The timing lines up with real pressure on motorists. AAA put the national average at $4.56 per gallon as of May 20, 2026, and flagged volatility tied to geopolitical pressures and supply concerns. Weekly data from YCharts showed Chicago retailers averaging $4.92 per gallon during the week of May 4, 2026, placing the city among the higher-cost markets. Giordano’s is pitching the deal as a direct answer to sticker shock, a way to keep casual dining visits in play as budgets tighten.
Here is how it works. The “Summer Savings - Save a Gallon” promotion runs through Labor Day. Loyalty members place an order of at least $15 online or in the app, and it must include one of the chain’s signature Stuffed Deep Dish, Thin Crust or Tavern-Style pizzas. Each Monday, the system pulls the current Chicago average for a gallon of regular from AAA and takes that same dollar amount off the pizza subtotal.
The external metric keeps the math transparent. The weekly cadence keeps it simple for guests and staff. There is no cap on how many times a member can redeem, which also boosts app engagement.
Nick Scarpino, CEO of Giordano’s, called the move “our way of giving guests a little extra value while still enjoying the pizza traditions they love,” framing it as part of a broader value push. Competitors are testing similar relief plays. Snooze Eatery has discounted brunch checks by the state’s gas average, and Arby’s, Subway and Cracker Barrel have each tied cost-relief promotions to local pump prices to support traffic as diners watch their spend. Industry watchers see a wider shift as brands bake macro pressure points into pricing and promotions.
Gas prices do not just shape road trips. They move restaurant traffic. Data from Black Box Intelligence shows that when national gas prices exceed $3.50 per gallon, casual dining same-store traffic growth historically falls by an average of 2.4 percent, with deeper declines when prices surpass $3.80. Quick service and fast casual often see gains in those stretches as customers trade down, which widens the gap between segments. Analysis by BTIG suggests short-term consumer retrenchment when pump prices hit the $4 to $5 range, though long-term correlations remain mixed. That mix favors flexible offers that communicate value in real time.
Open questions hang over the payoff. If fuel prices stabilize or slide, the weekly discount shrinks, which could dull the hook. If orders skew to lower-priced pizza formats, average checks may not cover promotional costs. Limiting the deal to loyalty members concentrates the benefit on repeat guests, but it may miss occasional visitors who also want relief.

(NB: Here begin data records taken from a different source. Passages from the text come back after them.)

PR #195, opened 2016-12-06
Production bundle fixes

kschmidtdev:
If we build for production, some of the optimization/obfuscation steps break how we do routing. 

 **Linked PRs**: #190 

## Changes
- Use the component type instead of component name for routing

## How to test-drive this PR
- Observe the site works as it did previously
- Push a bundle
- Preview the production bundle - observe the site works as it did previously

### DIFF
--- a/app/containers/home/parsers/home.test.js
+++ b/app/containers/home/parsers/home.test.js
@@ -9,27 +9,27 @@ describe('the home parser', () => {
         const expected = {
             categories: [
                 {
-                    href: 'http://www.merlinspotions.com/potions.html',
+                    href: 'https://www.merlinspotions.com/potions.html',
                     text: 'Potions'
                 },
                 {
-                    href: 'http://www.merlinspotions.com/books.html',
+                    href: 'https://www.merlinspotions.com/books.html',
                     text: 'Books'
                 },
                 {
-                    href: 'http://www.merlinspotions.com/ingredients.html',
+                    href: 'https://www.merlinspotions.com/ingredients.html',
                     text: 'Ingredients'
                 },
                 {
-                    href: 'http://www.merlinspotions.com/supplies.html',
+                    href: 'https://www.merlinspotions.com/supplies.html',
                     text: 'Supplies'
                 },
                 {
-                    href: 'http://www.merlinspotions.com/charms.html',
+                    href: 'https://www.merlinspotions.com/charms.html',
                     text: 'Charms'
                 },
                 {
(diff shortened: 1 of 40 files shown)


app/containers/home/parsers/home.test.js
```diff
@@ -9,40 +9,40 @@ describe('the home parser', () => {
         const expected = {
             categories: [
                 {
-                    href: 'http://www.merlinspotions.com/potions.html',
+                    href: 'https://www.merlinspotions.com/potions.html',
```
mikenikles: HTTPS everywhere - thanks!

mikenikles:
👍  from me, but I'd like @DanielBrookRoberge to add his feedback too.

app/containers/pdp/reducer.js
```diff
@@ -29,9 +29,9 @@ export const initialState = Immutable.fromJS({
 
 const reducer = createReducer({
     [onPageReceived]: (state, action) => {
-        const {$, $response, pageType, url, currentURL} = action
+        const {$, $response, pageComponent, url, currentURL} = action
 
-        if (RouterUtils.isPageType(pageType, PDP)) {
+        if (RouterUtils.isPageType(pageComponent, PDP)) {
```
DanielBrookRoberge: If I've read the definition of `isPageType` correctly, this will work if `PDP` is the wrapped component from the default export of `pdp/container.js`. Do you know if that works?

app/containers/home/reducer.js
```diff
@@ -13,9 +14,9 @@ const initialState = fromJS({
 
 export default createReducer({
     [onPageReceived]: (state, action) => {
-        const {$, $response, pageType} = action
+        const {$, $response, pageComponent} = action
 
-        if (pageType === 'Home') {
+        if (pageComponent === Home) {
```
DanielBrookRoberge: Could this be updated to use the `RouterUtils.isPageType` function?

app/containers/pdp/reducer.js
kschmidtdev: I'm not sure I fully understand - I had to change the import of the `PDP` type from the default export to destructuring (and the container exporting the type explicitly)

I thought the wrapped check was for when the router returns a wrapped container.

kschmidtdev: It works! I've updated the PR and now the explicit exports aren't required, all the */container.js files are now unchanged 🎉

PR #197, opened 2016-12-08
Add a "catalog" key to redux store and put product data in there

guisers:
Currently, our Redux store is organized by page component. Eg. the PLP and PDP both have a top-level slice of state. To "share information", the PDP reducer listens for `onPageReceived` of PLP pages and parses out the information it needs for its own state. This results in doubled information in the Redux store, which isn't ideal.

In Pure Formulas, the pattern is slightly different. PLP and PDP are still top-level slices of state, but the PDP container maps the parts of the PLP's state that it needs to its own props to use them. This eliminates doubled information but we lose some separation of concerns.

This PR aims to refactor the way our Redux data store is organized. At the top level, we want to have a new `Catalog` slice of state that holds shared data. Product data will go into here, and the PLP and PDP will both look to the Catalog to find the information they need, while the Catalog reducer handles parsing this data as it arrives. PLP and PDP reducers are left to only figure out UI-related information.

**JIRA**: https://mobify.atlassian.net/browse/WEB-1018

## Changes
- Add `Catalog > Products` state
- Refactor reducers, containers, parsers to reflect this

## How to test-drive this PR
- Visit a PLP (https://www.merlinspotions.com/potions.html)
- Click on one of the products (https://www.merlinspotions.com/eye-of-newt.html)
- Observe how the title, price, and image load right away because it comes from PLP


guisers:
Hey all, I've just tagged whoever was involved/interested in the [previous iteration of this](https://github.com/mobify/progressive-web-scaffold/pull/174)!

fractaltheory:
Resurrecting this one; it looks good to me 👍 . Much of the code is the same (just moved from separate plp/pdp parsers/reducers to the catalog). You could argue about the state key names of `catalog.products` (i.e. what's wrong with just a `products` or `catalog` top-level state, or putting it in `app` instead) but that doesn't seem like a blocker.

DanielBrookRoberge:
This works for me and looks good as a starting point for the refactors we'll need for the middleware. Merging!

PR #198, opened 2016-12-09
Support for using a custom a.js slug

kschmidtdev:
Since we need web push to still work for demos on Merlins Potions, and we are using a different cloud project than what is live (and is set up for web push) - we need to load the a.js file from a different slug. 

 **JIRA**: https://mobify.atlassian.net/browse/WEB-992
 **Linked PRs**: #190, #195

## Changes
- Support for separate a.js slug in `package.json` and used in `main.jsx`

## How to test-drive this PR
- Preview
- Observe a.js loads from the right place (check the Network Debug Panel)

### DIFF
--- a/app/main.jsx
+++ b/app/main.jsx
@@ -20,7 +20,7 @@ import {initMobifyAnalytics} from 'progressive-web-sdk/dist/analytics'
 
 polyfill()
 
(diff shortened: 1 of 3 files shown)


sap1ens:
LGTM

Giordano’s has not shared targets for incremental sales or promo costs. The $15 threshold and focus on high-margin pizzas suggest a plan to protect profitability, with some customer acquisition spend justified by new sign-ups, bigger checks and more frequent visits during the run.
Watch two things as summer rolls on. The pump, since each Monday’s AAA print sets the number. And the app, since member uptake will tell us whether fuel-pegged value can hold casual dining share when wallets get cautious.